**ASSIGNMENT**
Count the lines below containing "reds"; state the number only.
BEGIN EXTRACTED MATERIAL
PR #498, opened 2026-07-31
tests: set up evaluation framework for incident skill

justinsb:

PR #819, opened 2026-08-20
test: add coverage measurement and a report-only PR coverage comment

jayantid:
## Summary

Adds test-coverage measurement to the repository and a report-only coverage comment to every pull request. `make coverage` runs the existing Python suite under coverage.py (mirroring `PYTHON_TEST_DIRS` exactly) and the Go suite with `-coverpkg=./...`, producing Cobertura XML. A new `coverage` job in `python-tests.yml` posts one sticky comment per PR showing the repository total and the coverage of the PR's own changed lines, with the uncovered lines listed by file. Nothing blocks: this PR is the meter, not the gate.

## Why This Change

The repository has roughly 2,700 Python tests and an operator suite, and no way to see what they cover. Every conversation about test quality starts from an assertion instead of a number, and a PR that adds 200 untested lines looks identical to one that adds 200 tested ones. Measured while building this: the Python suite covers 61.8% of 22,018 statements — a number nobody had before this job existed.

Two measurement traps are handled and documented in `.coveragerc`, because getting either wrong silently inflates the number by ~20 points: `include_namespace_packages` must be set (and must be under `[report]`, not `[run]`) because almost nothing in this repository is a package, and Go needs `-coverpkg=./...` or untested packages drop out of the denominator.

## What Changed

- `.coveragerc` — measurement config; the comments carry the two traps above
- `Makefile` — `make coverage` (both languages, Cobertura out) and `make coverage-check` (total floor, off by default; the real floor gets committed from the first green CI run, not from a laptop)
- `.github/workflows/python-tests.yml` — the `coverage` job: measure, diff-cover against the merge base, one sticky comment rewritten in place. Same-repo PRs only for the comment (fork tokens are read-only by GitHub's rules); fork PRs get the report as a job artifact. No third-party actions added, so no new SHA pins
- `requirements-test.txt` — `coverage`, `diff-cover`

## Context

First PR of the testing-strategy implementation work. The blocking rules (diff-coverage floor, no-test detector, total ratchet) come later, staged, after this job has collected the real distribution of diff coverage across merged PRs. Merge adjacency, not conflicts: #816 touches this workflow (concurrency groups), #773 touches `requirements-test.txt`, #498 and #720 touch the Makefile.

## Testing

- `make coverage COVERAGE_SKIP_GO=1` run end-to-end on this branch rebased onto current main: 17 directories measured, combine and XML succeed, TOTAL 61.8%
- `make coverage-check` verified in both directions (passes at floor 55, fails at 95)
- All six diff-cover exclusion patterns tested programmatically against diff-cover 10.5.1's `_is_path_excluded` (excluded files match, neighbours do not) and end-to-end
- `make docs-check` green; workflow YAML parses; Makefile parses (`make -n coverage`)
- `prettier --check` not run locally (no node/npm on this machine); the changed YAML follows the file's existing formatting and CI's prettier job is the arbiter

### Live validation

Not live-tested: this change is CI tooling and build targets only; it has no runtime code path and nothing for an operator or agent pod to pick up. The workflow job itself can only be exercised by CI on this PR — the coverage comment (or, from a fork, the `diff-cover-report` artifact) appearing on this PR is the live test.

## Self-Review

Adversarial pass run by a separate reviewer context that did not write the change, against the branch diff, following `.agents/skills/review-adversarial/SKILL.md` (angles A–J), plus a docs-drift pass per `.agents/skills/review-docs-drift/SKILL.md`. Findings and dispositions:

- **Blocking, fixed:** the comment step failed on every fork PR — GitHub forces the token read-only regardless of the `permissions:` block, so the POST 403s and reds a report-only job. Fixed by gating the comment on same-repo PRs and uploading the report as an artifact for everyone
- **Should-fix, fixed:** checkout persisted a write-scoped token on disk while the job runs PR-authored Makefile and test code; `persist-credentials: false` added. A workflow comment cited a design doc not yet in the tree; replaced with the rollout description inline
- **Nits, fixed:** `coverage`/`coverage-check` added to `.PHONY`; the summary line greps `TOTAL` instead of `tail -1` (which printed coverage.py's `skip_empty` footer); empty `PYTHON_TEST_DIRS` now fails loudly; the sticky-comment lookup only matches comments authored by `github-actions[bot]`, so a marker planted by another user is never patched; the body is truncated under GitHub's 65,536-character cap
- Hunted and found clean: fnmatch exclusion semantics (verified against diff-cover source and end-to-end), shell-injection paths into `gh api` (PR content only travels via `-F body=@file`), merge-base correctness for fork PRs, one failing test directory zeroing the total (it does not; reproduced), action SHA pins

## Risk & Rollout

Low. No runtime code path is touched; the job is report-only (`--fail-under 0`) and its failure does not block the `test` job or the merge. Revert is deleting the job and the two make targets. One follow-up owed at merge time: after the first green run of this job on main, commit its measured total as the `coverage-check` floor.


.github/workflows/python-tests.yml
```diff
@@ -43,3 +43,120 @@ jobs:
...
+            --markdown-report diff-cover.md \
+            --fail-under 0 \
+            --exclude \
+              "*/deploy/docker/patches/verify_*.py" \
+              "*/deploy/docker/patches/kanban*.py" \
+              "*/deploy/docker/patches/cron*.py" \
+              "*/deploy/docker/patches/channel_directory_threads*.py" \
+              "*/deploy/docker/patches/slack_code_emphasis*.py" \
+              "*/examples/*"
+
```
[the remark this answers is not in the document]
jayantid: Checked against diff-cover 10.5.1 as installed from PyPI, and the finding doesn't hold: exclusion does not match the repo-relative `src_path`. `GitDiffReporter._is_path_excluded` (`diff_cover/diff_reporter.py:74-102`) matches the **basename** first and then the **absolute** path:

```python
basename = os.path.basename(path)
if self._fnmatch(basename, exclude):
    return True
absolute_path = os.path.abspath(path)
return self._fnmatch(absolute_path, exclude)
```

Since the absolute path always carries directory components above the repo root, a leading `*/` is what matches, and a bare relative pattern is what silently matches nothing. Reproduced directly:

```python
>>> r = GitDiffReporter(git_diff=None, exclude=['*/deploy/docker/patches/verify_*.py', '*/examples/*'])
>>> r._is_path_excluded('deploy/docker/patches/verify_kanban_notifier.py')
True
>>> r._is_path_excluded('examples/inference-replay/replay-proxy/replay_proxy.py')
True
>>> r2 = GitDiffReporter(git_diff=None, exclude=['deploy/docker/patches/verify_*.py'])
>>> r2._is_path_excluded('deploy/docker/patches/verify_kanban_notifier.py')
False
```

The `--exclude setup.py` example from diff-cover's docs works through the *basename* branch, which is why it looks like relative matching but isn't. The workflow comment and the Self-Review claim stand as written; the patterns as committed are the ones that exclude.

.github/workflows/python-tests.yml
```diff
@@ -43,3 +43,125 @@ jobs:
...
```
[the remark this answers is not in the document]
jayantid: The mechanism in this finding is the same one refuted on the previous thread: diff-cover 10.5.1's `_is_path_excluded` (`diff_cover/diff_reporter.py:74-102`) matches the basename first and then `os.path.abspath(path)` — not the repo-relative path — so the leading-`*/` patterns did match (reproduced there with the installed package).

That said, the patterns are changed in 496d5d4 anyway, for a reason the finding points toward even with the mechanism wrong: `diff-cover` is deliberately unpinned in `requirements-test.txt`, and a bare `*` prefix (`*deploy/docker/patches/verify_*.py`) matches under absolute-path semantics AND plain relative matching — verified both ways:

```python
>>> GitDiffReporter(git_diff=None, exclude=['*deploy/docker/patches/verify_*.py'])._is_path_excluded('deploy/docker/patches/verify_kanban_notifier.py')
True
>>> fnmatch.fnmatch('deploy/docker/patches/verify_kanban_notifier.py', '*deploy/docker/patches/verify_*.py')
True
```

So the exclusions no longer depend on which semantics an upstream release uses, and the step comment now names the actual mechanism with its source location.

jayantid:
Re the High finding (comment gated to same-repo PRs while every PR here is a fork PR): correct, and it's the known limitation this PR ships with deliberately — the in-job step cannot post on fork PRs at all (read-only token), so gating it is the difference between a silent skip and a red job. Fork PRs get the report as the `diff-cover-report` artifact in the meantime.

The real fix is already up as the stacked companion #827: the comment moves to a `workflow_run` workflow running in the base repo's context, which posts for every PR including forks, and the same-repo gate plus the in-job step are deleted there. Merge order: this PR first, #827 immediately after — the PR bodies of both say so.

/request-review

.github/workflows/python-tests.yml
```diff
@@ -43,3 +43,129 @@ jobs:
...
+      # One sticky comment rewritten in place, never a new comment per push.
+      # Plain gh api rather than a third-party action: the logic is ten lines,
+      # and it is one less pinned SHA to keep current.
+      #
+      # Same-repo pull requests only: on a fork PR GitHub forces the token to
+      # read-only whatever `permissions:` asks for, so the POST would 403 and
+      # red a job whose whole point is to block nothing. Fork PRs get the
+      # artifact upload below instead.
+      - name: Post the coverage comment
+        if: github.event.pull_request.head.repo.full_name == github.repository
```
toshiowang: **Definitive bug: this reds the job on every Dependabot PR.**

The guard catches forks but not Dependabot. Dependabot pushes its branches into `gke-labs/kube-agents` itself, so `head.repo.full_name == github.repository` is true and the step runs — but GitHub gives a `pull_request` run whose actor is `dependabot[bot]` a read-only `GITHUB_TOKEN` regardless of the `permissions:` block, exactly as it does for forks. The `POST repos/.../issues/.../comments` 403s, `set -e` kills the step, and a job whose whole point is to block nothing goes red. `.github/dependabot.yml` runs five ecosystems at `open-pull-requests-limit: 5`, so this is the common case, not an edge one.

```suggestion
        if: github.event.pull_request.head.repo.full_name == github.repository && github.actor != 'dependabot[bot]'
```

Makefile
```diff
@@ -198,6 +198,76 @@ test-python: ## Run the Python unit tests outside k8s-operator/.
...
+# drop out of the denominator and the number reads ~10 points high.
+	@if [ "$(COVERAGE_SKIP_GO)" = "1" ]; then \
+		echo "Skipping Go coverage (COVERAGE_SKIP_GO=1)."; \
+	elif ! command -v gocover-cobertura >/dev/null 2>&1; then \
+		echo "Skipping Go coverage: gocover-cobertura not installed."; \
+		echo "  go install github.com/boumenot/gocover-cobertura@latest"; \
+	else \
+		$(MAKE) -C k8s-operator setup-envtest && \
+		(cd k8s-operator && \
+			KUBEBUILDER_ASSETS="$$(bin/setup-envtest use 1.31.0 --bin-dir bin -p path)" \
```
toshiowang: **Definitive bug, and it fails silently: envtest version drift.**

`1.31.0` is hardcoded here, but `k8s-operator/Makefile:239` pins `ENVTEST_K8S_VERSION ?= 1.36.0`. The line above provisions 1.36.0 into `bin/`; this line then asks for a version that is not there. `setup-envtest use 1.31.0` either downloads a second, different control-plane build or exits non-zero — and on the failure path the command substitution yields the empty string, `KUBEBUILDER_ASSETS=""` is exported, every envtest suite fails, and the whole block is swallowed by the `|| echo "Go coverage failed; …"` two lines down.

Concrete: on a machine with `gocover-cobertura` installed and no reachable envtest download mirror, `make coverage` prints "Go coverage failed", writes no `coverage-go.xml`, and exits 0. The advertised Go half has never produced a number and nothing says so. When it does succeed it measures against a Kubernetes version the operator's own suite does not use.

```suggestion
			KUBEBUILDER_ASSETS="$$(bin/setup-envtest use $$(sed -n 's/^ENVTEST_K8S_VERSION ?= //p' Makefile) --bin-dir bin -p path)" \
```

.github/workflows/python-tests.yml
```diff
@@ -43,3 +43,129 @@ jobs:
...
+            --compare-branch "origin/${BASE_REF}" \
+            --markdown-report diff-cover.md \
+            --fail-under 0 \
+            --exclude \
+              "*deploy/docker/patches/verify_*.py" \
+              "*deploy/docker/patches/kanban*.py" \
+              "*deploy/docker/patches/cron*.py" \
+              "*deploy/docker/patches/channel_directory_threads*.py" \
+              "*deploy/docker/patches/slack_code_emphasis*.py" \
+              "*examples/*"
```
toshiowang, line 164: **Tentative: the two numbers in one comment are computed over different file sets.**

These six paths are excluded from diff coverage but are not omitted in `.coveragerc`, so they remain in the repository-total denominator the same comment prints. A PR adding 300 uncovered lines under `examples/` reports 100% diff coverage while dragging the total down, and a reader cannot reconcile the two figures.

It also undercuts the staged rollout: a ratchet on the total and a floor on the diff would be measured against different file sets, so the total can regress on files the floor is structurally blind to. Either omit the same paths in `.coveragerc`, or drop them from `--exclude` and let them count in both.

.github/workflows/python-tests.yml
```diff
@@ -43,3 +43,129 @@ jobs:
...
+
+  # Report-only for now: it posts numbers on the pull request and blocks
+  # nothing. The blocking rules (diff-coverage floor, no-test detector, total
+  # ratchet) turn on in stages once a baseline of merged-PR data exists --
+  # first the no-test detector, then the floor and the ratchet, with the
+  # thresholds set from the observed distribution rather than this file.
+  coverage:
+    name: Coverage report
+    runs-on: ubuntu-latest
+    if: github.event_name == 'pull_request'
```
toshiowang: **Tentative: the job can never produce the number the rollout depends on.**

The workflow triggers on `pull_request` and `push: branches: [main]`; this guard skips the job on the push. The PR body's follow-up — "after the first green run of this job on main, commit its measured total as the `coverage-check` floor" — has no run to read, and the later total-ratchet has no per-commit baseline on `main`.

Not removable as a one-liner: on a push `github.base_ref` is empty, so `--compare-branch "origin/"` would fail. Enabling main runs means branching the compare ref (`HEAD~1`) or splitting the measure step from the diff step.

.github/workflows/python-tests.yml
```diff
@@ -43,3 +43,129 @@ jobs:
...
+            head -c 60000 diff-cover.md
+            echo
+            echo "_Report-only: nothing here blocks this pull request yet._"
+          } > comment.md
+          # Only consider comments this workflow's identity wrote: anyone can
+          # start a comment with the marker, and PATCHing theirs would render
+          # the report under their name.
+          cid=$(gh api "repos/$REPO/issues/$PR/comments" --paginate \
+                --jq ".[] | select(.user.login == \"github-actions[bot]\")
+                          | select(.body | startswith(\"$marker\")) | .id" | head -1)
```
toshiowang: **Tentative, low: `head` can SIGPIPE `gh` under the default `pipefail` shell.**

GitHub's default `run:` shell is `bash -e -o pipefail`. `head -1` exits as soon as it reads a line, so if `gh api --paginate` is still fetching later pages and writes again it takes SIGPIPE (141), pipefail propagates it, and `set -e` fails the step — on a PR with more than one page of comments. `tail` reads to EOF and cannot hit this; there is at most one matching comment either way.

```suggestion
                          | select(.body | startswith(\"$marker\")) | .id" | tail -1)
```

toshiowang (changes requested):
Two definitive bugs, three tentative ones.

The fork guard on the comment step does not catch Dependabot (same-repo branch, read-only token), so the report-only job will go red on every Dependabot PR — five ecosystems at five open PRs each. And the Go half of `make coverage` hardcodes envtest `1.31.0` against the operator's pinned `ENVTEST_K8S_VERSION ?= 1.36.0`, so it either measures the wrong control plane or fails into the `|| echo` and produces no `coverage-go.xml` at all, silently.

Beyond those: the six `--exclude` paths are exempt from diff coverage but still in the repository-total denominator, so the comment's two numbers are computed over different file sets and the later floor and ratchet would disagree with each other; and the `if: github.event_name == 'pull_request'` guard means the job never runs on a push to `main`, so the "commit the floor from the first green run on main" follow-up has no run to read.

Verified clean: the upload-artifact SHA is really v7.0.1 and matches `docs-build.yml`; `persist-credentials: false` is correctly placed; `-F body=@file` does not base64 the body; `fetch-depth: 0` populates `origin/*` so `--compare-branch` resolves; the fnmatch exclusion patterns work under both relative and absolute matching; `include_namespace_packages` is correctly under `[report]`; the coverage loop mirrors `test-python`'s discovery exactly.

- `k8s-operator/Makefile:239` — `ENVTEST_K8S_VERSION ?= 1.36.0`, the value `Makefile:250` should be reading rather than restating.
- `.coveragerc:41` — `ignore_errors = True` silences every unreadable-source error, not only the synthetic-module case the comment above it names; an in-scope file that fails to parse drops out of the denominator with no signal. Not confirmed to be biting today, but it is a way for the number this PR exists to produce to be quietly wrong.

.github/workflows/python-tests.yml
jayantid: Fixed in cf9f36d: the comment step's if now also requires github.actor != 'dependabot[bot]', with the comment explaining that Dependabot's token is read-only regardless of permissions, same as a fork's. Those runs take the artifact path.

Makefile
jayantid: Fixed in cf9f36d: the version is now read from k8s-operator/Makefile's own ENVTEST_K8S_VERSION pin (sed at run time, so it cannot drift again), and both the version read and the setup-envtest output are guarded with test -n so the empty-KUBEBUILDER_ASSETS failure mode fails loudly inside the guarded block instead of being swallowed. The comment above the block records the drift you found as the reason.

.github/workflows/python-tests.yml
END EXTRACTED MATERIAL
**REPLY**
2